В то время я пристрастился к научной фантастике. Был один роман европейского писателя, кажется поляка, о планете, где мысли людей обретают плоть. Подумаешь об умершей жене — и она снова в твоей постели. Подумаешь о чудовище — и оно через ухо заберется в твой мозг. В таком роде.
Кто-то может спать под включенным вентилятором, а кто-то нет. Ормус Кама умел опрокидывать комнату и лежать под вентилятором, словно в механическом оазисе. Вина же как-то призналась мне, что никогда не могла отделаться от ощущения, будто эта чертова штуковина способна оторваться от потолка и подлететь к ней, пока она спит. Ей снились кошмары, в которых ее обезглавливали крутящиеся лопасти вентилятора. Лично я всегда любил вентилятор. Я устанавливал минимальную скорость и лежал, чувствуя, как привычное дуновение нежно пробегает по коже. Оно успокаивало, казалось, что я лежу у океана вблизи экватора и меня окатывают теплые волны — теплее, чем кровь. С отцом все было наоборот. «Какая бы ни была жара, — говорил Виви Мерчант, — от этого чертова сквозняка я начинаю дрожать и мерзнуть. В общем, он у меня сидит в печенках».
Зная это, я послушно выключил вентилятор и оставил его наедине с самим собой, оставил выбирать между живыми и мертвыми — выбор, который, надо полагать, оказался нетрудным, учитывая, что Амир была среди ушедших, а когорты остающихся включали всего лишь меня. Любовь больше, чем смерть, или сама — смерть. Некоторые считают, что песенный мастер Орфей был трусом, потому что не захотел умереть ради любви, не последовал за Эвридикой в загробный мир, а вместо этого пытался вытащить ее оттуда назад в жизнь, что противоречило законам природы, поэтому у него ничего и не вышло. Если принять эту точку зрения, то мой отец оказался смелее играющего на лире фракийца: ведь в своей погоне за Амир он не просил у хозяев потустороннего мира сделать для него исключение, не требовал обратного билета у чудовищ, стерегущих врата. Но Орфей и Эвридика были бездетны. В отличие от моих родителей.
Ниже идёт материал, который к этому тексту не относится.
PR #2412, opened 2020-11-26
Add missing period

mathiasbynens:


coliff:
Good spot. Thanks! We need to update the file in the src/ directory too though

coliff (approved):

PR #2459, opened 2021-02-13
Add a meta tag to opt out of cohort training

dmarti:
The upcoming "Federated Learning of Cohorts" proposal would enable data collection for identifying users who are members of particular groups based on their web history.

Sites will need to evaluate whether their content, or user patterns of activity on-site, can safely be used for this purpose. If this is the case, then this opt out can be removed.

More information and discussion are in the FLoC repo at: https://github.com/WICG/floc

## Types of changes

## Checklist:

Thanks!

### DIFF
--- a/src/index.html
+++ b/src/index.html
@@ -11,6 +11,10 @@
   <meta property="og:type" content="">
   <meta property="og:url" content="">
   <meta property="og:image" content="">
+  
+  <!-- Opt out of cohort data collection. Can be removed if site does not   -->
+  <!-- reveal sensitive info and privacy policy allows for cohort training. -->
+  <meta http-equiv="Permissions-Policy" content="interest-cohort=()">
 
   <link rel="manifest" href="site.webmanifest">
   <link rel="apple-touch-icon" href="icon.png">


coliff:
Sounds like an interesting idea - though as it’s in the proposal stage at the moment and isn’t implemented by any browsers/adtech companies I think it’s too early to consider adding it to the html5 boilerplate.

dmarti:
Thank you. There is a trial version of FLoC coming out in March 2021. (https://github.com/WICG/floc/issues/25)

I will post updates here as this proposal moves forward. If they decide to make cohort training opt-in for the site, then this meta tag will not be needed.

coliff:
Let's close this one. It's an interesting thing to keep track of, but it looks like it'll be something for the server configs rather than a meta tag.

roblarsen:
@coliff Sounds good. Are there associated issues over in the config repos? cc: @LeoColomb

LeoColomb:
FLoC is still planed to come after all? 😱
Yes, there was an issue for this https://github.com/h5bp/server-configs-apache/issues/266, but it's still not included per default.
Do you think it should be per default?

dmarti:
There is still an open issue in the FLoC project (https://github.com/WICG/floc/issues/13) covering HTML opt-out. The problem is that a `meta http-equiv=` tag can only set certain HTTP headers, and `Permissions-Policy` is not one of them. The FLoC project still needs to find a way to make an opt-out tag that would work for people who want to opt out but can't set the opt-out HTTP header.

dmarti:
@LeoColomb It looks like the existing approach to web server config files is to turn all the `Permissions-Policy` settings off, and then people can turn them back on as needed. (just looking at https://github.com/h5bp/server-configs-nginx/commit/36310b927b167ef8561dc6407ab9707038b804c7 ) If someone starts a web project now, there is a fairly good chance that it will be live at some point when FLoC-enabled browsers are out there. It probably depends on how you want to balance safety across different possible future scenarios against the bytes saved. (I expect that many people using h5bp as a starting point for their web projects will not be building an ad-supported site, so the advertising reasoning around FLoC might not apply to those projects.)

Issue #2487, opened 2021-03-25
Replace Parcel (or write a Parcel plugin to copy a list of static files)


roblarsen:
https://v2.parceljs.org/getting-started/migration

There are security alerts related to parcel, which we can't remediate with the existing (deprecated) v1 package. We should update it if the new version also allows us to solve #2474 If not, something else?

We have some open issues with main.css and create-html5-boilerplate as well, so maybe this is a proper release point coming together.

coliff:
I've been thinking about this too. Parcel v2's development appeared to have stalled a bit without an update since June 2020 - which made me hesitant to consider suggesting that we switch to it, but it [looks like there was a Beta 2 last week](https://github.com/parcel-bundler/parcel/releases). It's still 'Beta' though, so I'm not sure if that's something we should consider including with H5BP until it has a stable release.

There's https://github.com/vitejs/vite which could be considered too. I've personally not used it, but the feature-set looks great.

In any case, I'm keen to move away from using Parcel v1.

vltansky:
+1 for vite

Also vite have something similar to `create-html5-boilerplate` https://github.com/vitejs/vite/tree/main/packages/create-app

vltansky:
+1 for vite

Also vite have something similar to `create-html5-boilerplate` https://github.com/vitejs/vite/tree/main/packages/create-app

coliff:
Parcel v2 Release Candidate 1 has just dropped!
https://v2.parceljs.org/blog/rc0/
As I mentioned earlier in the year, I was hesitant to switch to Parcel v2 while it was still in Beta as there could be more breaking changes but now its at a Release Candidate stage it should be pretty safe to think about upgrading to it. It fixes a lot of issues and has many improvements.

roblarsen:
Oh, we should try it out, that would be great.

roblarsen:
#2581 drove me crazy, so at this point I'm voting we come up with a replacement for parcel. The stuff parcel does is great and would serve as a nice foundation for someone looking to dip their toes into modern app development. The thing is, I can't tell the stupid thing to copy files not referenced in the HTML without writing a plugin, so a bunch of files we would want to ship are not getting picked up in the build process. Deal-breaker, as far as I'm concerned. Hashing the favicon was pretty bad, but not even copying it is worse. 

The two options I see are:

1. write the stupid plugin to take a list of files and copy them
2. Use something more configurable and use it as an opportunity to create a baseline configuration for people to work from

PR #2502, opened 2021-04-11
parcel-bundler deprecated. Change to parcel v2

trasherdk:
## Types of changes

- [x] Update dependencies to fix security warnings

## Checklist:

- [ ] I have read the **CONTRIBUTING** document.
- [x] I have not changed any code

Thanks!


roblarsen:
Hi, we're already thinking about what to do with [parcel](https://github.com/h5bp/html5-boilerplate/issues/2487) so whatever solution we come up with will have some discussion attached to it. That aside, this PR is problematic, even if we decided to go with simply updating parcel. Deleting the `dist` directory and adding it to `.gitignore` is a non-starter as the `dist` directory is what we ship when we release a new version. 

Thanks for your contribution, however.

Мой отец сделал свой выбор, но жить с этим выбором предоставил мне.
О, Нисси По, чья мать висела в козьем загоне в Виргинии много лет тому назад. Вина, мы связаны с тобой тем, что видели, бременем, которое должны нести всю жизнь. Они не хотели видеть нас взрослыми. Они недостаточно любили нас, чтобы подождать. А если мы нуждались в них? А еще тысяча и одно если?
Убийство — тяжкое преступление против убитого. Самоубийство — тяжкое преступление против тех, кто остается жить.
Рано утром меня разбудили слуги и отвели в его спальню. Они столпились в дверном проеме, с круглыми от ужаса глазами, почти обезумев от открывшегося их взорам зрелища, словно фигуры на шабаше ведьм у Гойи, которые зачарованно уставились на Козла. С вентилятора на потолке свисал В. В. Мерчант. Огни как петля. Орудием самоубийства послужил провод от торшера. Виви медленно вращался в потоке воздуха. Это заставило меня потерять самообладание, не позволило сохранить хладнокровие и взглянуть на все со стороны. У кого-то хватило ума, войдя сюда, включить вентилятор. «Кто это сделал?! — завопил я. — Кто включил этот чертов вентилятор?!»
«Сахиб, было жарко, сахиб, — отвечали фигуры с картины Гойи. — И потом — запах, сахиб».